As imagens que nos fazem refletir sobre o espaço público ganham destaque: de um lado, o lazer (a praia ou o baile na periferia); do outro, as manifestações e conquistas que começam na rua. É notória a diversidade e importância do uso desses espaços para a elaboração, e percepção, da ideia de nação.
Vale dedicar algum tempo observando as fotografias do núcleo “familiar, afeto e moradia” onde a curadora encontrou trabalhos que apontam para o direito à moradia; para conceitos estruturais para a construção da dita “ família tradicional brasileira”; e, para os direitos de casais homoafetivos. Vale notar: O afeto familiar, quando pensamos na sociedade brasileira, não é sempre retratado de forma romântica.

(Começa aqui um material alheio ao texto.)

PR #393, opened 2020-06-29
Add create tags in /files and /bytes API

jmozah:
- create tags for /files and /bytes API
- update the different tag counters like Address, Total, StateSeen, StateSplit, StateStored, StateSynced & Sate Sent etc at appropriate places


pkg/api/bytes.go
```diff
@@ -75,3 +83,38 @@ func (s *server) bytesGetHandler(w http.ResponseWriter, r *http.Request) {
...
+	// if tag header is not there create a new one
+	var tag *tags.Tag
+	tagUidStr := r.Header.Get(TagHeaderUid)
+	if tagUidStr == "" {
+		tagName := fmt.Sprintf("unnamed_tag_%d", time.Now().Unix())
+		var err error
+		tag, err = s.Tags.Create(tagName, 0, false)
+		if err != nil {
+			s.Logger.Debugf("bytes upload: tag creation error: %v", err)
+			s.Logger.Error("bytes upload: tag creation error")
```
pradovic, line 97:
```suggestion
			s.Logger.Error("bytes upload: tag creation")
```

pkg/api/bytes.go
```diff
@@ -75,3 +83,38 @@ func (s *server) bytesGetHandler(w http.ResponseWriter, r *http.Request) {
...
+			s.Logger.Debugf("bytes upload: parse taguid %s: %v", tagUidStr, err)
+			s.Logger.Error("bytes upload: parse taguid")
+			jsonhttp.BadRequest(w, "invalid taguid")
+			return nil
+		}
+
+		tag, err = s.Tags.Get(uint32(tagUid))
+		if err != nil {
+			s.Logger.Debugf("bytes upload: tag get error: %v", err)
+			s.Logger.Error("bytes upload: tag get error")
```
pradovic, line 114:
```suggestion
			s.Logger.Error("bytes upload: get tag")
```

pkg/debugapi/tag_test.go
```diff
@@ -202,6 +209,70 @@ func TestTags(t *testing.T) {
...
+		}
+		if finalTag.Seen != 3 {
+			t.Errorf("tag seen count mismatch. got %d want %d", finalTag.Seen, 3)
+		}
+		if finalTag.Stored != 3 {
+			t.Errorf("tag stored count mismatch. got %d want %d", finalTag.Stored, 3)
+		}
+
+		if !finalTag.Address.Equal(rootAddress) {
+			t.Errorf("Address mismatch")
```
pradovic, line 272: Would be useful to set the text to something like:
`expected %s, got %s`...

pkg/tags/tag.go
```diff
@@ -172,11 +172,15 @@ func (t *Tag) Done(s State) bool {
...
+// This is useful when you use the same tag for a file and its manifest upload
+// Also the Address is updated with the last called address, so the assumption
+// is that the manifest creation will be called last and this will have the root
+// hash of the manifest
 func (t *Tag) DoneSplit(address swarm.Address) int64 {
-	total := atomic.LoadInt64(&t.Split)
-	atomic.StoreInt64(&t.Total, total)
+	split := atomic.LoadInt64(&t.Split)
+	total := atomic.LoadInt64(&t.Total)
+	atomic.StoreInt64(&t.Total, total+split)
```
janos, line 183: These three atomic functions done separately are not atomic. There is a possibility of data race, as nothing is guarding Total in between lines 182 and 183. Total got on line 182 may be changed before new value is stored on line 183 by some other goroutine resulting an incorrect value. Mutex should be used.

janos: Your change is fixing the issue with minimal set of changes, but I find at least questionable whether both atomic and mutex should be used at the same time. If there would be any other place where Total would need to be set, both mutex lock should be held and atomic function used. There is even a strange code in UnmarshalBinary that sets Total with assignment, which should be set with an atomic function, but this is out of the scope of this pr.

jmozah: how else do you propose to fix this in this place? Other places a okay as they dont take it from splitCount.

The actual way to fix this would be to increment the total counter in a place somewhere between the API and the chunker. In the previous code it was the hasher...now we have to think it when we do pyramid chunker or something.

janos: This is a completely local issue of protecting the memory. I would not use atomic for Total field, just mutex as it is required here and makes it obvious how it is protected. I know that this involves a few more lines to be changed, but it makes clear how Total value should be handled. This is the danger of overusing the atomic package as you can create a false sense of data race free code.

jmozah: i am not sure if we should not use atomic for Total.... when other use cases comes in we might have to increase them atomically.

janos:
It appears that there are build problems https://github.com/ethersphere/bee/pull/393/checks?check_run_id=845702170#step:8:10.

jmozah:
@janos yeah there were conflicts with master and i am merging them. give few moments

nolash:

Na foto de Erick Peres, por exemplo, vemos uma cabeça cortada. “ Existem muitas famílias despedaçadas, destroçadas, de mães solo. E isso também constitui nossa sociedade”, explica Lemos que por uma expografia também circular, onde os temas estão sempre se revisitando, em constante negociação.

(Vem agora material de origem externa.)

Issue #329, opened 2020-06-18
pull sync outstanding tasks


acud:
this issue enumerates the outstanding issues that arise out of the pull sync initial PR.

- [ ] falling edge kademlia channel wrapper
- [x] metrics
- [x] extract number of bins from pullstorage, pullsync protocol and puller to be injected from constructors
- [x] construct the tests in pullsync and pullstorage around the limit in a way which the limit can be adjusted through the const and that the test adjusts automatically
- [x] puller.go - handle error on next interval L313
- [x] puller.go L390 - eliminate return on top==0 (shouldnt happen, probably related to the mocks) (#810)
- [ ] subscribe pull in localstore - db shutdown might be removable altogether 
- [ ] sync only in NN
- [x] abstract syncCtx to a separate object (#810)
- [ ] get rid of mode set sync pull? just have mode set sync?

related to:
#193 #302 #144 #136 #254

Eknir:
@acud , is this in progress?

acud:
not yet. after the release.

Eknir:
@acud , is this in progress? If so, could you connect the PRs to this issue?

Eknir:
Status update?

PR #411, opened 2020-07-03
puller: extract maxpo and shallow bin peers

acud:
extract the max bins from puller to be easily injected from tests.
tried to also refactor `kademlia` to use `swarm.MaxBins` but I'm getting tests to hang for some reason.

as part of #329

### DIFF
--- a/pkg/node/node.go
+++ b/pkg/node/node.go
@@ -280,13 +280,13 @@ func NewBee(o Options) (*Bee, error) {
 		return nil, fmt.Errorf("pullsync protocol: %w", err)
 	}
 
-	pullerOpts := puller.NewOptions()
-	pullerOpts.StateStore = stateStore
-	pullerOpts.Topology = topologyDriver
-	pullerOpts.PullSync = pullSync
-	pullerOpts.Logger = logger
+	puller := puller.New(puller.Options{
+		StateStore: stateStore,
+		Topology:   topologyDriver,
+		PullSync:   pullSync,
+		Logger:     logger,
+	})
 
-	puller := puller.New(pullerOpts)
 	b.pullerCloser = puller
 
 	var apiService api.Service
--- a/pkg/node/node.go
+++ b/pkg/node/node.go
@@ -280,12 +280,13 @@ func NewBee(o Options) (*Bee, error) {
 		return nil, fmt.Errorf("pullsync protocol: %w", err)
 	}
 
-	puller := puller.New(puller.Options{
-		StateStore: stateStore,
-		Topology:   topologyDriver,
-		PullSync:   pullSync,
-		Logger:     logger,
-	})
+	pullerOpts := puller.NewOptions()
+	pullerOpts.StateStore = stateStore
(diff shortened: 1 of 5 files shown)


pkg/puller/puller.go
```diff
@@ -53,13 +66,15 @@ type Puller struct {
 }
 
 func New(o Options) *Puller {
+	bins = o.Bins
+	shallowBinPeers = o.ShallowBinPeers
```
janos, line 70: This constructor is setting global variables. How would that affect other Puller instances? There will be a data race when reading these global variables in manage loop and creating a new Puller instance.

pkg/puller/puller.go
```diff
@@ -19,19 +19,31 @@ import (
...
+	Logger          logging.Logger
+	Bins            uint8
+	ShallowBinPeers int
+}
+
+func NewOptions() Options {
+	return Options{
+		Bins:            swarm.MaxBins,
+		ShallowBinPeers: defaultShallowBinPeers,
+	}
```
janos, line 46: I am not sure if NewOptions is needed. Cold we just set Bins and ShallowBinPeers to their default values in New function if they are set to 0 or less? This would remove the need for constructor for options for another constructor.

pkg/node/node.go
```diff
@@ -280,12 +280,13 @@ func NewBee(o Options) (*Bee, error) {
...
-		StateStore: stateStore,
-		Topology:   topologyDriver,
-		PullSync:   pullSync,
-		Logger:     logger,
-	})
+	pullerOpts := puller.NewOptions()
+	pullerOpts.StateStore = stateStore
+	pullerOpts.Topology = topologyDriver
+	pullerOpts.PullSync = pullSync
+	pullerOpts.Logger = logger
```
mortelli, line 287: what is the criterion that determines that `Options.Bins` and `Options.ShallowBinPeers` should have default values in the options constructor, but not say, for example, `Options.Topology`?

mortelli: i now see @janos has made a somewhat similar comment

pkg/puller/puller.go
mortelli: why don't we put these global variables as `Puller` fields?

pkg/puller/puller_test.go
```diff
@@ -37,28 +37,24 @@ var (
 // then that adding another peer at the same po
 // does not start another syncing session
 func TestOneSync(t *testing.T) {
-	defer func(b uint8, p int) {
-		*puller.Bins = b
-		*puller.ShallowBinPeers = p
-
-	}(*puller.Bins, *puller.ShallowBinPeers)
-	*puller.Bins = 3
-	*puller.ShallowBinPeers = 1
```
mortelli, line 46: happy to see this gone

acud: ...

mortelli: just some positivity :)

Aqui vale destacar, aqui, o trabalho da série Filha natural, de Aline Mota, que foi atrás de vestígios de sua ancestralidade e se deparou com histórias e tabus que estão na memória coletiva de um país construído por uma estrutura escravocrata e patriarcal. Ela entra na exposição com um olhar pessoal e contemporâneo para falar justamente sobre as presenças e ausências citadas pela curadora. A partir de uma análise inédita de iconografia histórica e relatos orais de sua família, a artista levanta hipóteses possíveis sobre as origens de sua tataravó, Francisca, que muito provavelmente trabalhou escravizada numa fazenda em Vassouras, no Rio de Janeiro.
Em busca dessa memória, Aline reinterpreta uma imagem feita na varanda da Casa Grande da fazenda, em 1860, pelo fotógrafo Revert Henrique Klumb. “Apesar da senzala ter sido demolida e o terreiro de café ter sido transformado em quadra de tênis, a varanda continua a mesma de quase dois séculos atrás com sua notável cerca de madeira”, explica a artista. Ela constrói, então, um jogo de espelhamento criando um embate entre passado e presente, entre a figura de Claudia Mamede, atual uma líder comunitária de Vassouras, e as escravas retratadas na imagem de Klumb, Joana e Rachel. “Claudia habita este espaço simbólico como disruptora de uma certa narrativa de servidão e complacência entre senhores e escravizados”, afirma a artista.
Procure, ainda, pelas imagens de Walter Sánchez; Fernanda Magalhães, Daniela Dacorso; e, André Dusek – além de medalhões como Alair Gomes, Claudia Andujar, Cristiano Mascaro, Geraldo de Barros, Iole de Freitas, Joaquim Paiva, Marc Ferrez, Mario Cravo Neto, Miguel Rio Branco, Pierre Verger e Sebastião Salgado.